[[ INFORMATION SHOWN open ]]

PR #384, opened 2013-02-16
Added git bash command

jfparadis:
I've added a shell script to use CasperJS with Unix on Windows (i.e. Git Bash):

$ casperjs test.js

CasperJS already ships with a Windows batch script to use it without Python nor Ruby. However, that script only works from within Windows command line (or from utilities such as grunt).

### DIFF
--- a/batchbin/casperjs
+++ b/batchbin/casperjs
@@ -1,0 +1,5 @@
+#!/bin/sh
+
+export CASPER_PATH=$(dirname $0)/..
+export CASPER_BIN=$CASPER_PATH/bin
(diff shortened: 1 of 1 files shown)


paazmaya:
As @mduvall mentions, please place the script under `bin` directory, since `batchbin` no longer exists, and name it `casperjs.sh`.

Any documentation additions needed, perhaps telling briefly about this script and stating that it is PhantomJS specific?

istr:
Like @hexid pointed out there is sufficient support by means of the mono builds. Closing.

PR #486, opened 2013-05-22
allow users to indicate whether need override MimeType when performing ajax Requests

RockLi:
Current the mimeType is fixed in the codes and already overrided,
this will block some ajaX requests which return back those like Chinese in some scenarios..


kensoh:

PR #518, opened 2013-07-04
Allow to get a property of a remote object

clochix:
This allow to get a property of a remote object.

Usage: 

```js
Casper.getGlobal('foo[0].bar.baz');
```

(in my use case, I can not use `Casper.getGlobal('foo')[0].bar.baz` because foo contains circular references and `JSON.stringify` fails).

I presume this patch is not a very good idea, too complex, and I should just use evaluate to get the property I need.

### DIFF
--- a/modules/casper.js
+++ b/modules/casper.js
@@ -1081,8 +1081,16 @@ Casper.prototype.getGlobal = function getGlobal(name) {
     this.checkStarted();
     var result = this.evaluate(function _evaluate(name) {
         var result = {};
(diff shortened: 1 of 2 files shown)


istr:
While passing global serializable objects through ```JSON.stringify``` and ```JSON.parse``` is kind of a kludge, this hack to pass non-serializable objects is an even uglier kludge imho.

Closing. Any collaborator: feel free to re-open / or continue discussion.

Issue #520, opened 2013-07-08
New "regex" selector


UlysseM:
I found out there were no way of using real regex for selecting things.
I'm aware of such a feature is not a standard (as opposed to CSS selector and XPATH), but in some case, they can be quite useful.

I wrote a patch that uses a 'regex' selector, which looks pretty much like this:

``` js
var selector = {
  type: 'regex',
  tag: 'a',
  attributes: {
    href: 'yourRegex',
    style: '#33[0-9a-fA-F]{4}'
  }
};
```

If it's not clear enough, the selector will look for the any item of the tag 'a', which contains at least the attributes 'href' and 'style' matching the regex.

istr:
Would you mind adding a test case and turning this into a PR on a separate feature branch that is up-to-date with current master?

BIGjuevos:
I quite like this idea, marking it as part of the 1.2 milestone.  Can @picandocodigo or @UlysseM please pick up the PR so we can include it in 1.2?

kensoh:
@UlysseM and @picandocodigo bumping up this interesting enhancement suggestion.

UlysseM:
I haven't used casperjs in years, but I'll try to bump it this weekend.

kensoh:
Thanks @UlysseM ! Also copying maintainer @jefleponot

kensoh:
Archiving issue using **ARCHIVE** label as CasperJS, like PhantomJS, is not actively maintained for now.

PR #522, opened 2013-07-08
refs #520 - Added 'regex' selector

UlysseM:


kensoh:

Issue #651, opened 2013-10-01
Logging of steps with function names is inconsistent


jpz:
I've found it quite useful to declare non-anonymous step functions, so I can see what step is being executed.  

For a several step definitions, a step function is created which wraps the originally named function, and the "_step" function is logged as being called (which is the wrapping function name declared in the casper.js file.)  

This function name being logged has very little utility to the user.

I've made a few minor changes to casper.js to provide improved logging of function names, on a branch in my fork of the repository.

thanks

kensoh:
Closing this issue for now as it hasn't gotten new replies or discussion for 3+ years. But do reopen if anything!

PR #652, opened 2013-10-01
Improvement to logging of function names. (corrects #651)

jpz:
Let me know if you have any feedback or criticism on the implementation.  

One criticism I had of my approach was whether then() and createStep() could be combined in some way.

Note I didn't get rid of _step in 100% of cases!  For instance - for the forward() and back() functions appear to accidentally have some faults:

1) they are asymmetric (one has a then function parameter, the other doesn't)

2) the then function parameter for the forward() function doesn't seem to be called

So where there were overlapping issues I did not make corrections (yet) - for the purposes of keeping commits separate.

I'm happy for all feedback on approach, variable naming, indentation - please feel free to be direct if you see something you don't like, and I will take it as constructive criticism and guidance on understanding your expectations :)

Cheers

### DIFF
--- a/modules/utils.js
+++ b/modules/utils.js
@@ -792,7 +792,6 @@ exports.unique = unique;
 
 function coalesce(p0, p1, p2, p3, p4, p5, p6, p7, p8, p9)  // jshint maxparams:10
 {
-    /*jshint maxparams:10*/
     "use strict";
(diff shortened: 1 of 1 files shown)


paazmaya:
@jpz any updates on this PR?

PR #686, opened 2013-10-28
casper was unable to listen callbacks for popup pages when window.open is used

jefleponot:
Trouble with popups.
When a "window.open" occurs, casper can't listen to callbacks for popups pages.


jefleponot:
ok n1k0.
But what is a PR ?

jefleponot:
this PR was replaced by  Update popup feature #1118

PR #702, opened 2013-11-12
Update frame code

clochix:
Some update of the frame code:
- methods `childFramesCount`, `childFramesName` and `switchToChildFrame` are deprecated. Replace them with their new synonyms;
- I need to play with the content of an iframe for more than one step, so I exposed the `switchToFrame` method;
- also, I need my clients scripts into the frame, so I injected them;
- I like events, so I added a `frame.changed` event.To be consistent, maybe should I also encapsulate `switchToParentFrame` and `switchToMainFrame`, to also emit this event ?

### DIFF
--- a/bin/casperjs
+++ b/bin/casperjs
@@ -89,7 +89,8 @@ ENGINE_NATIVE_ARGS = []
 ENGINE_EXECUTABLE = ''
 
 CASPER_ARGS = []
-CASPER_PATH = os.path.abspath(os.path.join(os.path.dirname(resolve(__file__)), '..'))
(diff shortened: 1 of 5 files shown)


paazmaya:
@n1k0 next merge candidate?

istr:
@clochix Could you do us a favor and merge back current master to your PR?

jefleponot:
@clochix 

fews years later, we have integrated your code on the PR #1802 .
http://docs.casperjs.org/en/latest/modules/casper.html#switchtoframe  

Thanks a lot.

Issue #791, opened 2014-01-08
waitFor - Performance - Call testFx immediately before doing setInterval


brandon-bethke-neudesic:
It seems that waitFor will wait for a minimum of 2x the interval. It doesn't call testFx until the setInterval fires and then it waits another interval to check the condition and clear the interval. 

It seems that perhaps waitFor could immediately call the testFx and then if the condition is false, perform the setInterval. This would increase performance.

BIGjuevos:
Related PR is closed.  Closing this issue.

PR #928, opened 2014-05-19
[WiP] refs #791 - improved waitFor performance.

n1k0:
Immediately schedule next step if a `waitFor` condition is already met at the time the inner `waitFor` step is executed.


istr:
The tests are [too old to be restarted](https://travis-ci.org/n1k0/casperjs/jobs/25561499). But I guess we have a good idea why intermittent failures occur from time to time.

It would be great if you could just re-base this PR against current master. This seems to be a very low hanging fruit to resolve an open issue. :-)

kensoh:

[[ INFORMATION SHOWN closed ]]

-- WORK REQUEST --
Copy all lines above where "useful" is present.

-- OUTPUT OF THE TASK --
I'm aware of such a feature is not a standard (as opposed to CSS selector and XPATH), but in some case, they can be quite useful.
I've found it quite useful to declare non-anonymous step functions, so I can see what step is being executed.  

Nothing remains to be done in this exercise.